(Stored data entries)
PR #16, opened 2019-01-15
creating a vesion command to get clusterversion

sferich888:
@juanvallejo  can you take a look and let me know what you think.

### DIFF
--- a/pkg/cmd/version.go
+++ b/pkg/cmd/version.go
@@ -1,0 +1,209 @@
+package cmd
+
+import (
+	"fmt"
+	"io/ioutil"
+	"log"
+	"os"
+	"path"
+
+	"github.com/spf13/cobra"
+
+	metav1 "k8s.io/apimachinery/pkg/apis/meta/v1"
+	"k8s.io/apimachinery/pkg/runtime"
+	"k8s.io/apimachinery/pkg/util/errors"
+	"k8s.io/cli-runtime/pkg/genericclioptions"
+	"k8s.io/cli-runtime/pkg/genericclioptions/resource"
+	"k8s.io/client-go/discovery"
+	"k8s.io/client-go/dynamic"
+	"k8s.io/client-go/kubernetes"
+	"k8s.io/client-go/kubernetes/scheme"
+	"k8s.io/client-go/rest"
+
+	configv1 "github.com/openshift/api/config/v1"
+	"github.com/openshift/must-gather/pkg/util"
+)
+
+var (
+	versionExample = `
+	# Collect debugging data for the "openshift-apiserver-operator"
+	%[1]s version
+`
+)
+
+type VersionOptions struct {
+	printFlags  *genericclioptions.PrintFlags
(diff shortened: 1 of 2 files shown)


juanvallejo:
cc @deads2k

pkg/cmd/version.go
```diff
@@ -0,0 +1,209 @@
...
+	if len(o.baseDir) == 0 {
+		return fmt.Errorf("--base-dir must not be empty")
+	}
+	return nil
+}
+
+func (o *VersionOptions) Run() error {
+	// next, ensure we're able to proceed writing data to specified destination
+	if err := o.ensureDirectoryViable(o.baseDir, o.overwrite); err != nil {
+		log.Printf("Failed to setup %q", o.baseDir)
```
juanvallejo: I think we can depend on the error message here. Logging seems redundant

pkg/cmd/version.go
```diff
@@ -0,0 +1,209 @@
...
+			if err := o.Run(); err != nil {
+				return err
+			}
+
+			return nil
+		},
+	}
+
+	cmd.Flags().StringVar(&o.baseDir, "base-dir", "must-gather", "Root directory used for storing all gathered cluster operator data. Defaults to $(PWD)/must-gather")
+	cmd.Flags().BoolVar(&o.overwrite, "overwrite", false, "If true, allow this command to write to an existing location with previous data present")
```
juanvallejo: You can safely remove this flag. Also, default `o.overwrite` to true under `NewVersionOptions`

pkg/cmd/version.go
```diff
@@ -0,0 +1,209 @@
...
+		return err
+	}
+
+	o.builder = resource.NewBuilder(o.configFlags)
+	return nil
+}
+
+func (o *VersionOptions) Validate() error {
+	if len(o.args) >= 1 {
+		return fmt.Errorf("this option takes not arguments")
```
juanvallejo: `len(o.args) > 0` reads a bit better imo. Also, how about rephrasing to `this command does not take arguments`

pkg/cmd/version.go
```diff
@@ -0,0 +1,209 @@
...
+	clusterVersion, err := o.dynamicClient.Resource(configv1.SchemeGroupVersion.WithResource("clusterversions")).List(metav1.ListOptions{})
+	if err != nil {
+		errs = append(errs, err)
+	}
+
+	objToPrint := runtime.Object(clusterVersion)
+
+	filename := fmt.Sprintf("%s.yaml", "clusterversion")
+
+	if err := o.fileWriter.WriteFromResource(path.Join(o.baseDir, "/"+filename), objToPrint); err != nil {
```
juanvallejo: maybe consider putting these under `must-gather/resources/config.openshift.io/clusterversions.yaml`

juanvallejo: This is the current location where we place them with the `inspect` command.

sferich888:
https://github.com/openshift/must-gather/pull/22 already collects this.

### How to complete this task:
Reproduce all of the data above, exactly and without omission.

### Output of the task:
PR #16, opened 2019-01-15
creating a vesion command to get clusterversion

sferich888:
@juanvallejo  can you take a look and let me know what you think.

### DIFF
--- a/pkg/cmd/version.go
+++ b/pkg/cmd/version.go
@@ -1,0 +1,209 @@
+package cmd
+
+import (
+	"fmt"
+	"io/ioutil"
+	"log"
+	"os"
+	"path"
+
+	"github.com/spf13/cobra"
+
+	metav1 "k8s.io/apimachinery/pkg/apis/meta/v1"
+	"k8s.io/apimachinery/pkg/runtime"
+	"k8s.io/apimachinery/pkg/util/errors"
+	"k8s.io/cli-runtime/pkg/genericclioptions"
+	"k8s.io/cli-runtime/pkg/genericclioptions/resource"
+	"k8s.io/client-go/discovery"
+	"k8s.io/client-go/dynamic"
+	"k8s.io/client-go/kubernetes"
+	"k8s.io/client-go/kubernetes/scheme"
+	"k8s.io/client-go/rest"
+
+	configv1 "github.com/openshift/api/config/v1"
+	"github.com/openshift/must-gather/pkg/util"
+)
+
+var (
+	versionExample = `
+	# Collect debugging data for the "openshift-apiserver-operator"
+	%[1]s version
+`
+)
+
+type VersionOptions struct {
+	printFlags  *genericclioptions.PrintFlags
(diff shortened: 1 of 2 files shown)


juanvallejo:
cc @deads2k

pkg/cmd/version.go
```diff
@@ -0,0 +1,209 @@
...
+	if len(o.baseDir) == 0 {
+		return fmt.Errorf("--base-dir must not be empty")
+	}
+	return nil
+}
+
+func (o *VersionOptions) Run() error {
+	// next, ensure we're able to proceed writing data to specified destination
+	if err := o.ensureDirectoryViable(o.baseDir, o.overwrite); err != nil {
+		log.Printf("Failed to setup %q", o.baseDir)
```
juanvallejo: I think we can depend on the error message here. Logging seems redundant

pkg/cmd/version.go
```diff
@@ -0,0 +1,209 @@
...
+			if err := o.Run(); err != nil {
+				return err
+			}
+
+			return nil
+		},
+	}
+
+	cmd.Flags().StringVar(&o.baseDir, "base-dir", "must-gather", "Root directory used for storing all gathered cluster operator data. Defaults to $(PWD)/must-gather")
+	cmd.Flags().BoolVar(&o.overwrite, "overwrite", false, "If true, allow this command to write to an existing location with previous data present")
```
juanvallejo: You can safely remove this flag. Also, default `o.overwrite` to true under `NewVersionOptions`

pkg/cmd/version.go
```diff
@@ -0,0 +1,209 @@
...
+		return err
+	}
+
+	o.builder = resource.NewBuilder(o.configFlags)
+	return nil
+}
+
+func (o *VersionOptions) Validate() error {
+	if len(o.args) >= 1 {
+		return fmt.Errorf("this option takes not arguments")
```
juanvallejo: `len(o.args) > 0` reads a bit better imo. Also, how about rephrasing to `this command does not take arguments`

pkg/cmd/version.go
```diff
@@ -0,0 +1,209 @@
...
+	clusterVersion, err := o.dynamicClient.Resource(configv1.SchemeGroupVersion.WithResource("clusterversions")).List(metav1.ListOptions{})
+	if err != nil {
+		errs = append(errs, err)
+	}
+
+	objToPrint := runtime.Object(clusterVersion)
+
+	filename := fmt.Sprintf("%s.yaml", "clusterversion")
+
+	if err := o.fileWriter.WriteFromResource(path.Join(o.baseDir, "/"+filename), objToPrint); err != nil {
```
juanvallejo: maybe consider putting these under `must-gather/resources/config.openshift.io/clusterversions.yaml`

juanvallejo: This is the current location where we place them with the `inspect` command.

sferich888:
https://github.com/openshift/must-gather/pull/22 already collects this.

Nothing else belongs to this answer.